Design decisions and trade-offs

Decision Rationale
Sequential tool execution Required for per-tool steering polls. Parallel execution cannot be interrupted mid-batch.
Polling-based (not channel/signal) Keeps the implementation simple. No need for select or signal channels. The polling cost is negligible (mutex lock + slice length check).
one-at-a-time as default Gives the model a chance to react to each steering message individually. More predictable behavior than dumping all messages at once.
Skipped tools get explicit error results The LLM protocol requires a tool result for every tool call in the assistant message. Omitting them would cause API errors. The skip message also informs the model about what was not done.
Continue() uses SkipInitialSteeringPoll Prevents race conditions and double-dequeuing when resuming an idle agent.
Queue stored on AgentLoop, not AgentInstance Steering is a loop-level concern (it affects the iteration flow), not a per-agent concern. All agents share the same steering queue since processMessage is sequential.
Bus drain goroutine in Run() Channels (Telegram, Discord, etc.) publish to the bus via PublishInbound. Without the drain, messages would queue in the bus channel buffer and only be consumed after processMessage returns — defeating the purpose of steering. The drain goroutine bridges the gap by consuming new bus messages and calling Steer() while the agent is busy.

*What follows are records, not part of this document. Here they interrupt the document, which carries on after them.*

PR #175, opened 2024-06-26
Fix shard issue

cecinestpasunepipe:
(DIS-3251)

### DIFF
--- a/tests/test_gui.py
+++ b/tests/test_gui.py
@@ -44,6 +44,5 @@ def test_gui(
     GUI.__new__ = lambda x: Diagnostic_GUI()
     shards = []
     args = Namespace(child=False, auto_upload=auto_upload, children=children, skip_parent=skip_parent, start_time=0)
-    children = [mock_target] * children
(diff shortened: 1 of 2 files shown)


tests/test_gui.py
```diff
@@ -0,0 +1,49 @@
...
+        (50, False, True, list(range(0, 51))),  # Should not be zero filled...
+    ],
+)
+@patch("acquire.gui.base.Stub", spec=True)
+@patch("acquire.acquire.acquire_target", create=True)
+def test_gui(
+    mock_target: Target, gui: GUI, children: int, skip_parent: bool, auto_upload: bool, expected_shards: list[int]
+):
+    def list_children():
+        return children
```
pyrco, line 31:
```suggestion
        yield from [mock_target] * num_children
```

I think this way it is more clear what you are meaning to do, and it is a bit more in line with the actual list_children functions being iterators.

pyrco (changes requested):

pyrco (approved):

PR #182, opened 2024-07-08
Fix compression in zip outputs when compress option is supplied

ruzzle:
The zip outputs of acquire ignored the compression type given, due to the use of zipfile.ZipInfo without supplying a compression type to these objects. This PR fixes that.

I also changed the compression type to deflate, as this is better supported throughout other forensic tools (read: tools we use ourselves to process acquire collects)

### DIFF
--- a/acquire/outputs/zip.py
+++ b/acquire/outputs/zip.py
@@ -38,7 +38,7 @@ class ZipOutput(Output):
         self.path = path.with_suffix(path.suffix + ext)
 
         if compress:
-            self.compression = zipfile.ZIP_LZMA
+            self.compression = zipfile.ZIP_DEFLATED
         else:
             self.compression = zipfile.ZIP_STORED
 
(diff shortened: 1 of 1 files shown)


ruzzle:
@DissectBot agree [company="Northwave"]

Horofic:
Nice catch @ruzzle! Ideally this should be something configurable, though that is out of the scope for this PR. Would you be able to say which tools currently have trouble reading LZMA compressed ZIP files?

ruzzle:
Specifically, we are using velociraptor to process dissect acquire collects via its deaddisk remapping functionality. See https://docs.velociraptor.app/blog/2022/2022-03-22-deaddisk/

We try to tune acquire to output compatible output (zip / deflate), velociraptor doesn't like lzma apparently

Schamper:
Is there already a bug report for Velo to support LZMA? Besides us supporting one or the other, I think Velo could also benefit.

ruzzle:
> Is there already a bug report for Velo to support LZMA? Besides us supporting one or the other, I think Velo could also benefit.

Now there is 😉: https://github.com/Velocidex/velociraptor/issues/3608

Horofic (approved):

PR #185, opened 2024-07-10
Make acquire compression configurable

Horofic:
Make `tar` and `zip` compression output configurable by supplying a `--compress-method` argument as mentioned in #182 

Additionally, some tests have been adjusted to account for this change.

### DIFF
--- a/acquire/utils.py
+++ b/acquire/utils.py
@@ -328,14 +328,15 @@ def check_and_set_acquire_args(
     if not args.children and args.skip_parent:
         raise ValueError("--skip-parent can only be set with --children")
 
-    if args.output_type == "zip" and args.compress_method not in ZIP_COMPRESSION_METHODS:
-        raise ValueError(
-            f"Invalid compression method for zip, allowed are: {', '.join(ZIP_COMPRESSION_METHODS.keys())}"
-        )
-    if args.output_type == "tar" and args.compress_method not in TAR_COMPRESSION_METHODS:
-        raise ValueError(
-            f"Invalid compression method for tar, allowed are: {', '.join(TAR_COMPRESSION_METHODS.keys())}"
-        )
+    if args.compress:
+        if (args.output_type == "zip" and args.compress_method) and args.compress_method not in ZIP_COMPRESSION_METHODS:
+            raise ValueError(
+                f"Invalid compression method for zip, allowed are: {', '.join(ZIP_COMPRESSION_METHODS.keys())}"
+            )
+        if (args.output_type == "tar" and args.compress_method) and args.compress_method not in TAR_COMPRESSION_METHODS:
+            raise ValueError(
+                f"Invalid compression method for tar, allowed are: {', '.join(TAR_COMPRESSION_METHODS.keys())}"
+            )
 
 
 def get_user_name() -> str:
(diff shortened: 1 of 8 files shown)


acquire/utils.py
```diff
@@ -84,6 +84,11 @@ def create_argument_parser(profiles: dict, volatile: dict, modules: dict) -> arg
         action="store_true",
         help="compress output (if supported by the output type)",
     )
+    parser.add_argument(
+        "--compress-method",
+        choices=COMPRESSION_METHODS,
```
pyrco, line 89: I think it would be good if `check_and_set_acquire_args()` would check if the given compression method is allowed for the given compression type.

pyrco (changes requested):

acquire/utils.py
```diff
@@ -323,6 +328,11 @@ def check_and_set_acquire_args(
     if not args.children and args.skip_parent:
         raise ValueError("--skip-parent can only be set with --children")
 
+    if args.output_type == "zip" and args.compress_method not in ZIP_COMPRESSION_METHODS:
+        raise ValueError(f"Invalid compression method for zip: {ZIP_COMPRESSION_METHODS.keys()}")
```
pyrco, line 332:
```suggestion
        raise ValueError(f"Invalid compression method for zip, allowed are: {ZIP_COMPRESSION_METHODS.keys()}")
```

Otherwise it reads as if these methods are invalid

acquire/utils.py
```diff
@@ -323,6 +328,11 @@ def check_and_set_acquire_args(
...
+    if args.output_type == "tar" and args.compress_method not in TAR_COMPRESSION_METHODS:
+        raise ValueError(f"Invalid compression method for tar: {TAR_COMPRESSION_METHODS.keys()}")
```
pyrco, line 334:
```suggestion
        raise ValueError(f"Invalid compression method for tar, allowed are: {TAR_COMPRESSION_METHODS.keys()}")
```

pyrco (changes requested):

pyrco (changes requested):
LGTM, but the testcases now fail

acquire/utils.py
```diff
@@ -318,6 +328,15 @@ def check_and_set_acquire_args(
...
 
+    if args.output_type == "zip" and args.compress_method not in ZIP_COMPRESSION_METHODS:
+        raise ValueError(
+            f"Invalid compression method for zip, allowed are: {', '.join(ZIP_COMPRESSION_METHODS.keys())}"
+        )
+    if args.output_type == "tar" and args.compress_method not in TAR_COMPRESSION_METHODS:
+        raise ValueError(
+            f"Invalid compression method for tar, allowed are: {', '.join(TAR_COMPRESSION_METHODS.keys())}"
+        )
+
```
pyrco, line 339:
```suggestion
    if args.compress:
        if args.output_type == "zip" and args.compress_method not in ZIP_COMPRESSION_METHODS:
            raise ValueError(
                f"Invalid compression method for zip, allowed are: {', '.join(ZIP_COMPRESSION_METHODS.keys())}"
            )
        if args.output_type == "tar" and args.compress_method not in TAR_COMPRESSION_METHODS:
            raise ValueError(
                f"Invalid compression method for tar, allowed are: {', '.join(TAR_COMPRESSION_METHODS.keys())}"
            )

```

This should fix  the test cases I think. I don't know if you can have a zip output without compression though

pyrco (changes requested):

acquire/utils.py
pyrco: It looks like that is possible.

pyrco (approved):

pyrco (approved):

PR #186, opened 2024-07-12
Add exit codes and summary to acquire-decrypt

Poeloe:


acquire/tools/decrypter.py
```diff
@@ -265,51 +265,64 @@ def check_existing(in_path: Path, out_path: Path, status_queue: multiprocessing.
...
-                    _info(status_queue, f"{in_path} • Verify error: {e}")
-                    _info(status_queue, f"{in_path} • ! Output file should NOT be trusted")
-                except Exception as e:
-                    _info(status_queue, f"{in_path} • Unknown error: {e}")
+            except ValueError as e:
+                message = f"Error decrypting file: {e}"
+                _info(status_queue, f"{in_path} • {message}")
+            except VerifyError as e:
+                _info(status_queue, f"{in_path} • Verify error: {e}")
+                message = "! Output file should NOT be trusted"
```
pyrco, line 310: Maybe add something like `Verification failed` to the message, so it is clear why the output should not be trusted.

acquire/tools/decrypter.py
```diff
@@ -444,6 +461,22 @@ def main():
                     executor.shutdown(wait=True, cancel_futures=True)
                     break
 
+            if len(files) > 1:
```
pyrco, line 464: Why only for more then 1 file?

acquire/tools/decrypter.py
```diff
@@ -444,6 +461,22 @@ def main():
...
+                        f"{file} - {'Success' if success else 'Failed'}: {message}"
+                        for file, (success, message) in sorted(results.items())
+                    ),
+                    " • ",
+                )
+                (progress.console.log if progress else log.info)(
+                    f"\nDecrypt results (file - result: message):\n{results_string}"
+                )
+
+            if not all(results.values()) or tasks:
```
pyrco, line 476: If there are tasks left in the queue, do they have a result output? Should this case not be handled separately?

acquire/tools/decrypter.py
```diff
@@ -444,6 +461,22 @@ def main():
...
+                exit_code = 2 if any(results.values()) else 1
```
pyrco, line 477: You probably only want to check on the 1st item in `results.values()` otherwise the `any(...)` will always return `True`.

pyrco (changes requested):

acquire/tools/decrypter.py
Poeloe: I thought it would be a bit overkill to show a summary when you're only targeting one file.

So, happy to show the results also for the one file case

acquire/tools/decrypter.py
Poeloe: This is needed for the exit code. Because I could think of a case where all the files that were processed were successful, but there are still tasks that needed to be processed. In that case, the run was still partly successful and therefore we need to return a 2 exit code (2, because any() will then always evaluate to True)

acquire/tools/decrypter.py
Poeloe: True! Oversight after refactor :)

acquire/tools/decrypter.py
pyrco: It would make the output more uniform ;-)

acquire/tools/decrypter.py
```diff
@@ -444,6 +461,21 @@ def main():
...
+                    f"{file} - {'Success' if success else 'Failed'}: {message}"
+                    for file, (success, message) in sorted(results.items())
+                ),
+                " • ",
+            )
+            (progress.console.log if progress else log.info)(
+                f"\nDecrypt results (file - result: message):\n{results_string}"
+            )
+
+            if not all(successes := (success for success, _ in results.values())) or tasks:
```
pyrco, line 475: `successes` will not be what you think it is. Depending on the order of `True`'s and `False`s, it will either be `[]` or `[True]`.

Just move it out of `all()`

pyrco (changes requested):

acquire/tools/decrypter.py
pyrco: I see that it would return:

- 1 if all processes fail, irrespective if there are tasks left
- 1 if there are no results, irrespective if there are tasks left
- 2 if at least 1 process succeeds and the others fail, irrespective if there are tasks left
- 2 if all processes succeed but there are tasks left

So complete fail == 1, partial success == 2.

It is difficult to see from the code that this is the result. So it should get a comment, but better rewrite it to be a bit easier to parse.

Poeloe: I've rewritten it and added some comments

pyrco (approved):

Audio transcription before steering The drain goroutine calls al.transcribeAudioInMessage(ctx, msg) before steering, so voice messages are converted to text before the agent sees them. If transcription fails, the error is silently discarded and the original message is steered as-is.
MaxQueueSize = 10 Prevents unbounded memory growth if a user sends many messages while the agent is busy. Excess messages are dropped with a warning.